A bill headed to the Idaho House would allow friends and family members of opioid drug users to obtain medication to counteract overdoses.
Oregon and Washington already have similar laws on the books.
The drug is known as an “opioid antagonist,” or more technically, naloxone. Doctors say it can reverse the effects of a painkiller or heroin overdose a few minutes after it’s injected or inhaled.
The effect is temporary, but Republican Rep. Christy Perry said a couple of doses buy enough time for emergency responders to arrive. She’s sponsoring a bill that would allow people to get a prescription for naloxone intended for someone else.
“I could say ‘I’m not the drug user, but I have a child who I think is. He’s overdosed a couple times,’” she said.
The bill would also give pharmacists authority to prescribe the drug. Insurers in Idaho worried they would be on the hook to pay for medications for people they don’t cover. But lawmakers decided to send the bill to the House floor.
Lawmakers hesitated over whether the bill should be amended to mandate training on how to administer the drug, but decided it would be cumbersome for the state or for pharmacists to make sure everyone goes through a training course.

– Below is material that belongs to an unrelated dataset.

PR #365, opened 2022-03-08
Add & use getInnerHeight

### LINKED ISSUE #280: Snakelines bug
Bug

Snakelines assume the height of each voltage level is constant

“Those to me are small things that are not worth putting in the way to getting this drug out to save a life,” Republican Rep. John Vander Woude said.
Pharmacists would provide information when they dispense it. The Department of Health and Welfare would also set up an online education program, under the bill.
The cheapest form of the drug is between $15 and $20, according to testimony in the House Health and Welfare Committee.
Under current law, doctors can prescribe naloxone for a patient’s use, but it would be illegal for that patient to give the drug to someone else.
Elisha Figueroa, administrator of Idaho’s Office of Drug Policy, told lawmakers naloxone is not addictive and is not harmful if accidentally taken by someone who’s not suffering from an overdose. The drug works by reversing the depressive effects opioids have on the respiratory system.
Figueroa said some researchers have found a small percentage of people can become violent or aggressive 10 minutes after being given the drug.
“We believe that the benefits outweigh the risks of these medications,” said Figueroa. She noted one survey ranked Idaho fourth in the nation for per capita pain medication abuse.
The bill includes a provision that would shield the person who administers naloxone from liability under Idaho’s Good Samaritan law -- if that person calls 911.